Again, about 95% of our samples are within 2 standard errors of the true proportion.

Create a sampling distribution of the Height’s of MLB players. What proportion of these samples do you expect to fall within 2 SE of the population mean?

A confidence interval is a fantastic tool for helping us fairly estimate population parameters from a sample. However, for a number of reasons, there are a few misconceptions about them. These statements show some of the most common misconceptions, each of which is incredibly common in students first learning about them. You must work hard to overcome these misconceptions.

A confidence interval does **not** contain 95% of the data values. We can see this clearly if we plot our sampling distribution along with the distribution from the population:

```
par(mfrow = c(2,1))
hist(nflSamples,
main = "Sample Means",
xlab = "Sample mean weight (pounds)",
xlim = c(140,400))
hist(nflCombine$Weight,
main = "Individual Values",
xlab = "Weight (pounds)",
xlim = c(140,400))
```

While the 95% confidence interval we calculated is between 232 and 260 pounds, our actual values extend well beyond that.

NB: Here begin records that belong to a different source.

PR #181, opened 2016-12-22
Revert BIP109

dgenr8:
This leaves the repository in a state without any hard fork support.


src/miner.cpp
```diff
@@ -138,27 +147,6 @@ CBlockTemplate* CreateNewBlock(const CScript& scriptPubKeyIn)
                                 ? nMedianTimePast
                                 : pblock->GetBlockTime();
 
-        UpdateTime(pblock, Params().GetConsensus(), pindexPrev);
```
dagurval: Is UpdateTime part of BIP109?

dgenr8: This call to UpdateTime was added in BIP101, and was kept when BIP101 was reverted and BIP109 merged.

dagurval:
ACK

PR #182, opened 2016-12-29
Rewrite CreateNewBlock

dgenr8:
Based on https://github.com/bitcoin/bitcoin/pull/6898 by @morcos which appeared in core 0.12.0.

Use the fee score index on the mempool to add transactions to a new block in sorted order.  XT's mempool policy, which strongly discourages unconfirmed chains by expecting a child to pay for all unconfirmed ancestors, is extended to CreateNewBlock by mining these paid-for ancestors.

Removes much of the validation while building the block, relying on mempool to be consistent and only contain txs that can be mined.

The old "priority" block area is removed and minimum block size is no longer supported.

Individual transactions may be excluded by setting a fee delta that drops them below ::MinRelayFee, as expected by tests.  The -relaypriority=0 argument is supported as a way to cause free or effectively-free transactions to be mined.  

As a reminder, XT's minimum relay fee is fixed, currently 1000 satoshis.  There is no dynamic minimum or exponential decay thereof, and mempool ejection is done on 72-hour expiration or when full, by lowest fee score as described above.

### DIFF
--- a/src/main.h
+++ b/src/main.h
@@ -49,10 +49,9 @@ class CValidationState;
 struct CNodeStateStats;
 struct LockPoints;
 
-/** Default for -blockmaxsize and -blockminsize, which control the range of sizes the mining code will create **/
+/** Default for -blockmaxsize, which controls the range of sizes the mining code will create **/
 static const unsigned int DEFAULT_BLOCK_MAX_SIZE = 750000;
-static const unsigned int DEFAULT_BLOCK_MIN_SIZE = 0;
-/** Default for -blockprioritysize, maximum space for zero/low-fee transactions **/
+/** Used only for relay rule that guesses at network miner policies **/
 static const unsigned int DEFAULT_BLOCK_PRIORITY_SIZE = 50000;
 /** The maximum size for transactions we're willing to relay/mine */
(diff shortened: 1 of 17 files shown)


dgenr8:
Bugfix pushed.

Incidentally, testing on mainnet shows that getblocktemplate is 4X-10X as fast as the old 11.0-based version, on live mempools.  I'm not sure how it compares to current core versions with their relatively complex package management.

dgenr8:
Bugfix pushed. TestBlockValidity could fail if an unconfirmed parent was non-final.
@haipome @jtoomim

src/main.h
```diff
@@ -255,6 +254,8 @@ void PruneAndFlush();
 bool AcceptToMemoryPool(CTxMemPool& pool, CValidationState &state, const CTransaction &tx, bool fLimitFree,
                         bool* pfMissingInputs, bool fOverrideMempoolLimit=false, bool fRejectAbsurdFee=false);
 
+/** Convert CValidationState to a human-readable message for logging */
+std::string FormatStateMessage(const CValidationState &state);
```
dgenr8: Not worth it because of future rebasing brain cycles.

PR #183, opened 2016-12-29
Reduce default number of blocks to check at startup

dgenr8:
Cherry-pick of https://github.com/bitcoin/bitcoin/pull/8611.

This speeds startup by reducing the default number of recent blocks to re-check.


dagurval:
utACK

PR #188, opened 2017-03-13
BIP100: Dynamic maximum block size by miner vote

dgenr8:
These changes are for Bitcoin XT. For the Bitcoin Core version, see bitcoinxt/bitcoin#1.

Implementation of the [BIP100 specification](https://github.com/jgarzik/bip100/blob/master/bip-0100.mediawiki) as published.

Full nodes need no configuration to follow the network sizelimit as determined by BIP100.  Miners may set their coinbase /B vote using 

``-maxblocksizevote=<n> Set vote for maximum block size in megabytes (default: network sizelimit)``

Most RPC's return the sizelimit as of the current tip, consistent with the other attributes.  ``getblocktemplate`` returns the sizelimit for a block built on the current tip, which may change by a factor of up to 1.05 at the start of a difficulty interval, per the specification.

On first run, block index entries starting at the activation height (449568, which was in January 2017) are updated to track miner size votes and sizelimit history.  Use ``-debug=reindex`` (NOT ``-reindex``) to see the progress of this update.

The current network sizelimit is published in the user agent string as EB.

This implementation does not lift the 32MB physical MAX_SIZE limit.  File buffer sizes, sanity checks in bitcoin-tx, verifytxoutproof, and merkle blocks also continue to reference MAX_BLOCK_SIZE as a general scale indicator.

### DIFF
--- a/.gitignore
+++ b/.gitignore
@@ -105,7 +105,8 @@ linux-build
 win32-build
 qa/pull-tester/run-bitcoind-for-test.sh
 qa/pull-tester/tests-config.sh
-qa/pull-tester/cache/*
+qa/pull-tester/cache
+qa/pull-tester/cache_bigblock
 qa/pull-tester/test.*/*
 
 !src/leveldb*/Makefile
--- a/qa/pull-tester/rpc-tests.py
+++ b/qa/pull-tester/rpc-tests.py
@@ -96,6 +96,7 @@ testScripts = [
     'sendheaders.py'
 ]
 testScriptsExt = [
+    'bip100-sizelimit.py',
     'bip9-softforks.py',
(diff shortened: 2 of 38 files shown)


dgenr8:
Pushed a parser bugfix from @dagurval.  We'll squash these after a while.

dgenr8:
Pushed changes to support specification update https://github.com/jgarzik/bip100/pull/20.

dgenr8:
Pushed coinbaseaux support from @dagurval.

dgenr8:
Pushed vote search edge cases and some squashes.

dgenr8:
Added compact blocks update from @dagurval.

dagurval:
ACK

PR #192, opened 2017-04-06
Generic method to request preceding headers.

dagurval:
Always request preceding headers for headers, blocks and thinblocks received. If preceding headers were missing, discard the received block (to be downloaded again later, if we still want it). 

This is mostly done already, but in a more ad-hoc fasion, so this simplifies the code.


dgenr8:
Rebased.

dgenr8:
ACK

In addition, the confidence interval does **not** predict where the value of another *sample* will fall. Even if your your confidence interval does contain the true value, the next sample may, by chance, fall in the other direction from the true value. Again, we can see this by looking at the samples:

Note that many of the dots (the sample values) fall outside of the confidence interval of the samples near them.

How often, in the real world, can you collect 1000 sample to determine the standard error? Almost never!

In reality, we need to estimate the standard error, and that is where we are going in the next tutorial.